About this exercise => The full data, repeated exactly, is the only answer needed.

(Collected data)
----

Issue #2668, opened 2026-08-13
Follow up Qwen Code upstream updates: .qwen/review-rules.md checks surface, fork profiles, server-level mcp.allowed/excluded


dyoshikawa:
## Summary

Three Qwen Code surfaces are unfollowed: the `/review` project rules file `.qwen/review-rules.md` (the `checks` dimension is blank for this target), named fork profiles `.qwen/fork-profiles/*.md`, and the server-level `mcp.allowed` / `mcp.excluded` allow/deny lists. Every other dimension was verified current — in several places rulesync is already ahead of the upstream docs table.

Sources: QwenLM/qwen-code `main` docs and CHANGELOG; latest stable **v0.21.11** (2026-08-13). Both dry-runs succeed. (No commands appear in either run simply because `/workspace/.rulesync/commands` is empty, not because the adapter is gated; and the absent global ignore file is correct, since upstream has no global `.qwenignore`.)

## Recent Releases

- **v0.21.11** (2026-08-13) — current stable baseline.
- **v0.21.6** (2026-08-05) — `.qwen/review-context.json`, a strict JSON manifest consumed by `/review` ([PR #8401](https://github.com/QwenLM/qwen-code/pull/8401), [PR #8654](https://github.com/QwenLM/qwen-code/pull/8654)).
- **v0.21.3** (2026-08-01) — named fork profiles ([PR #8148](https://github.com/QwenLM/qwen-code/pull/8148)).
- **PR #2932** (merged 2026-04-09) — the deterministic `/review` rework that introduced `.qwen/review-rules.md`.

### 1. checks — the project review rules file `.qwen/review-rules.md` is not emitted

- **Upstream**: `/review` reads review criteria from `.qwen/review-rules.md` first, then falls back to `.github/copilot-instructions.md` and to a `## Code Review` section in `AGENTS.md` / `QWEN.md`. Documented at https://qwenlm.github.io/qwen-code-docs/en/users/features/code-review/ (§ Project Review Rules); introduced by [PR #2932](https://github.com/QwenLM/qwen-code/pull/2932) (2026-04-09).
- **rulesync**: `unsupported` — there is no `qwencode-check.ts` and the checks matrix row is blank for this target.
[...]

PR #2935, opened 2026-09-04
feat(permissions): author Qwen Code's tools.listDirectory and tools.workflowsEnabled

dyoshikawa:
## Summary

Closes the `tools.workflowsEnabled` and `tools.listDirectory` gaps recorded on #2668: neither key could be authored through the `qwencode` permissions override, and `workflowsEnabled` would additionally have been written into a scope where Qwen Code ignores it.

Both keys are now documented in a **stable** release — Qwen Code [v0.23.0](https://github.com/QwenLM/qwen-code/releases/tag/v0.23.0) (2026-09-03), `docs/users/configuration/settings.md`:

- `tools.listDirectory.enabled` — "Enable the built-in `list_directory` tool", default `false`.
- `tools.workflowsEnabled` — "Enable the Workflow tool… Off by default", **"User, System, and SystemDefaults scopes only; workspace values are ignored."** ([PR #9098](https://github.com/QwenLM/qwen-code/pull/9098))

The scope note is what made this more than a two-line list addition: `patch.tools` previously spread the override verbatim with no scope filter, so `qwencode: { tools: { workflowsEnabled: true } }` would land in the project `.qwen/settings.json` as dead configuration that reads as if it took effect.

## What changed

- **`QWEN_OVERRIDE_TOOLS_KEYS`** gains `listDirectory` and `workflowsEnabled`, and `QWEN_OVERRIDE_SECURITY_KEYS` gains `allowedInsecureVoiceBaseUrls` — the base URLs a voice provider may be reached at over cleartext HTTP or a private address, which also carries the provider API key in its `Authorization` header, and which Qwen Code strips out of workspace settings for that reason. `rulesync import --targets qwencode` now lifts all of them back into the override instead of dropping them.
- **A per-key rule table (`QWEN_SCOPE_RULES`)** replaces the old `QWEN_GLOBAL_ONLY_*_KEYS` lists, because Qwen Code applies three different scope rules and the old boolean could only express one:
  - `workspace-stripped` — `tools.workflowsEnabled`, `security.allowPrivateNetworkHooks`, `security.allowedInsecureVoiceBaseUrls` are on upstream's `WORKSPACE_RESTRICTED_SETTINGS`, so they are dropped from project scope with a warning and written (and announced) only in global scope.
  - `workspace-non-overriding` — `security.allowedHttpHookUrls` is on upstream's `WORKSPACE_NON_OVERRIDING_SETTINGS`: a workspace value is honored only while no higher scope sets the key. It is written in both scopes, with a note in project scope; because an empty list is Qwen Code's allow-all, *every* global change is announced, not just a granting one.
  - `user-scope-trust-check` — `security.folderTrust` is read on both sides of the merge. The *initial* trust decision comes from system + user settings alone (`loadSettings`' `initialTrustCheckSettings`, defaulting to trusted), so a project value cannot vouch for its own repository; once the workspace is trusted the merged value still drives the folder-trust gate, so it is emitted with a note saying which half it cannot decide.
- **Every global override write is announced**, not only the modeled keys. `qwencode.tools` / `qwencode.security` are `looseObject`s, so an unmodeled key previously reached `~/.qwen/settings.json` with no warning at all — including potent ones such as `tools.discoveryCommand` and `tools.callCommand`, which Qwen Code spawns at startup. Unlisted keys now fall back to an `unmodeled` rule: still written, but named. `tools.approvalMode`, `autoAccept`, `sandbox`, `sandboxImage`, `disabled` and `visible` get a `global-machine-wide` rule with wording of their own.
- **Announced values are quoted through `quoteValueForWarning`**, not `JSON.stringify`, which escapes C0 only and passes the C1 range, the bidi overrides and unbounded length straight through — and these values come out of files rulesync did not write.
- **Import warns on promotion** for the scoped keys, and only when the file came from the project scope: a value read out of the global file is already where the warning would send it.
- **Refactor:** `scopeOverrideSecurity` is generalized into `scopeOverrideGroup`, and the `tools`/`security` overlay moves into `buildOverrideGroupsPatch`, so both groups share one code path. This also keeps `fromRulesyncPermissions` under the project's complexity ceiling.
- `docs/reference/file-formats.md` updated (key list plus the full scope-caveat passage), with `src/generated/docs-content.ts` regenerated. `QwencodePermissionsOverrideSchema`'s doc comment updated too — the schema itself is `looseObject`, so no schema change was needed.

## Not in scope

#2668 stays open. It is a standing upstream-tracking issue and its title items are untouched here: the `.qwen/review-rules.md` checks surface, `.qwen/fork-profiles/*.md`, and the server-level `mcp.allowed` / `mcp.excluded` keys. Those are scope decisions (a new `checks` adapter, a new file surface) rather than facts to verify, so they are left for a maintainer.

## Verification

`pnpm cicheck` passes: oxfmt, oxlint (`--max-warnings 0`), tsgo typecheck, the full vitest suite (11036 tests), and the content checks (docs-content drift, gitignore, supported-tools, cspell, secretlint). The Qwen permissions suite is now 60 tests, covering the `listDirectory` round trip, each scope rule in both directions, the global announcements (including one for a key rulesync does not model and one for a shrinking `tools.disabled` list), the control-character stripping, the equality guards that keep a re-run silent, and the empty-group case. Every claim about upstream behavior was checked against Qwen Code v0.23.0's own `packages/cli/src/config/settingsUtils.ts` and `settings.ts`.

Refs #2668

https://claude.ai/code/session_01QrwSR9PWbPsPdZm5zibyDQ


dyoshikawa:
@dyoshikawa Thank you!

----

Answer section =>
Issue #2668, opened 2026-08-13
Follow up Qwen Code upstream updates: .qwen/review-rules.md checks surface, fork profiles, server-level mcp.allowed/excluded


dyoshikawa:
## Summary

Three Qwen Code surfaces are unfollowed: the `/review` project rules file `.qwen/review-rules.md` (the `checks` dimension is blank for this target), named fork profiles `.qwen/fork-profiles/*.md`, and the server-level `mcp.allowed` / `mcp.excluded` allow/deny lists. Every other dimension was verified current — in several places rulesync is already ahead of the upstream docs table.

Sources: QwenLM/qwen-code `main` docs and CHANGELOG; latest stable **v0.21.11** (2026-08-13). Both dry-runs succeed. (No commands appear in either run simply because `/workspace/.rulesync/commands` is empty, not because the adapter is gated; and the absent global ignore file is correct, since upstream has no global `.qwenignore`.)

## Recent Releases

- **v0.21.11** (2026-08-13) — current stable baseline.
- **v0.21.6** (2026-08-05) — `.qwen/review-context.json`, a strict JSON manifest consumed by `/review` ([PR #8401](https://github.com/QwenLM/qwen-code/pull/8401), [PR #8654](https://github.com/QwenLM/qwen-code/pull/8654)).
- **v0.21.3** (2026-08-01) — named fork profiles ([PR #8148](https://github.com/QwenLM/qwen-code/pull/8148)).
- **PR #2932** (merged 2026-04-09) — the deterministic `/review` rework that introduced `.qwen/review-rules.md`.

### 1. checks — the project review rules file `.qwen/review-rules.md` is not emitted

- **Upstream**: `/review` reads review criteria from `.qwen/review-rules.md` first, then falls back to `.github/copilot-instructions.md` and to a `## Code Review` section in `AGENTS.md` / `QWEN.md`. Documented at https://qwenlm.github.io/qwen-code-docs/en/users/features/code-review/ (§ Project Review Rules); introduced by [PR #2932](https://github.com/QwenLM/qwen-code/pull/2932) (2026-04-09).
- **rulesync**: `unsupported` — there is no `qwencode-check.ts` and the checks matrix row is blank for this target.
[...]

PR #2935, opened 2026-09-04
feat(permissions): author Qwen Code's tools.listDirectory and tools.workflowsEnabled

dyoshikawa:
## Summary

Closes the `tools.workflowsEnabled` and `tools.listDirectory` gaps recorded on #2668: neither key could be authored through the `qwencode` permissions override, and `workflowsEnabled` would additionally have been written into a scope where Qwen Code ignores it.

Both keys are now documented in a **stable** release — Qwen Code [v0.23.0](https://github.com/QwenLM/qwen-code/releases/tag/v0.23.0) (2026-09-03), `docs/users/configuration/settings.md`:

- `tools.listDirectory.enabled` — "Enable the built-in `list_directory` tool", default `false`.
- `tools.workflowsEnabled` — "Enable the Workflow tool… Off by default", **"User, System, and SystemDefaults scopes only; workspace values are ignored."** ([PR #9098](https://github.com/QwenLM/qwen-code/pull/9098))

The scope note is what made this more than a two-line list addition: `patch.tools` previously spread the override verbatim with no scope filter, so `qwencode: { tools: { workflowsEnabled: true } }` would land in the project `.qwen/settings.json` as dead configuration that reads as if it took effect.

## What changed

- **`QWEN_OVERRIDE_TOOLS_KEYS`** gains `listDirectory` and `workflowsEnabled`, and `QWEN_OVERRIDE_SECURITY_KEYS` gains `allowedInsecureVoiceBaseUrls` — the base URLs a voice provider may be reached at over cleartext HTTP or a private address, which also carries the provider API key in its `Authorization` header, and which Qwen Code strips out of workspace settings for that reason. `rulesync import --targets qwencode` now lifts all of them back into the override instead of dropping them.
- **A per-key rule table (`QWEN_SCOPE_RULES`)** replaces the old `QWEN_GLOBAL_ONLY_*_KEYS` lists, because Qwen Code applies three different scope rules and the old boolean could only express one:
  - `workspace-stripped` — `tools.workflowsEnabled`, `security.allowPrivateNetworkHooks`, `security.allowedInsecureVoiceBaseUrls` are on upstream's `WORKSPACE_RESTRICTED_SETTINGS`, so they are dropped from project scope with a warning and written (and announced) only in global scope.
  - `workspace-non-overriding` — `security.allowedHttpHookUrls` is on upstream's `WORKSPACE_NON_OVERRIDING_SETTINGS`: a workspace value is honored only while no higher scope sets the key. It is written in both scopes, with a note in project scope; because an empty list is Qwen Code's allow-all, *every* global change is announced, not just a granting one.
  - `user-scope-trust-check` — `security.folderTrust` is read on both sides of the merge. The *initial* trust decision comes from system + user settings alone (`loadSettings`' `initialTrustCheckSettings`, defaulting to trusted), so a project value cannot vouch for its own repository; once the workspace is trusted the merged value still drives the folder-trust gate, so it is emitted with a note saying which half it cannot decide.
- **Every global override write is announced**, not only the modeled keys. `qwencode.tools` / `qwencode.security` are `looseObject`s, so an unmodeled key previously reached `~/.qwen/settings.json` with no warning at all — including potent ones such as `tools.discoveryCommand` and `tools.callCommand`, which Qwen Code spawns at startup. Unlisted keys now fall back to an `unmodeled` rule: still written, but named. `tools.approvalMode`, `autoAccept`, `sandbox`, `sandboxImage`, `disabled` and `visible` get a `global-machine-wide` rule with wording of their own.
- **Announced values are quoted through `quoteValueForWarning`**, not `JSON.stringify`, which escapes C0 only and passes the C1 range, the bidi overrides and unbounded length straight through — and these values come out of files rulesync did not write.
- **Import warns on promotion** for the scoped keys, and only when the file came from the project scope: a value read out of the global file is already where the warning would send it.
- **Refactor:** `scopeOverrideSecurity` is generalized into `scopeOverrideGroup`, and the `tools`/`security` overlay moves into `buildOverrideGroupsPatch`, so both groups share one code path. This also keeps `fromRulesyncPermissions` under the project's complexity ceiling.
- `docs/reference/file-formats.md` updated (key list plus the full scope-caveat passage), with `src/generated/docs-content.ts` regenerated. `QwencodePermissionsOverrideSchema`'s doc comment updated too — the schema itself is `looseObject`, so no schema change was needed.

## Not in scope

#2668 stays open. It is a standing upstream-tracking issue and its title items are untouched here: the `.qwen/review-rules.md` checks surface, `.qwen/fork-profiles/*.md`, and the server-level `mcp.allowed` / `mcp.excluded` keys. Those are scope decisions (a new `checks` adapter, a new file surface) rather than facts to verify, so they are left for a maintainer.

## Verification

`pnpm cicheck` passes: oxfmt, oxlint (`--max-warnings 0`), tsgo typecheck, the full vitest suite (11036 tests), and the content checks (docs-content drift, gitignore, supported-tools, cspell, secretlint). The Qwen permissions suite is now 60 tests, covering the `listDirectory` round trip, each scope rule in both directions, the global announcements (including one for a key rulesync does not model and one for a shrinking `tools.disabled` list), the control-character stripping, the equality guards that keep a re-run silent, and the empty-group case. Every claim about upstream behavior was checked against Qwen Code v0.23.0's own `packages/cli/src/config/settingsUtils.ts` and `settings.ts`.

Refs #2668

https://claude.ai/code/session_01QrwSR9PWbPsPdZm5zibyDQ


dyoshikawa:
@dyoshikawa Thank you!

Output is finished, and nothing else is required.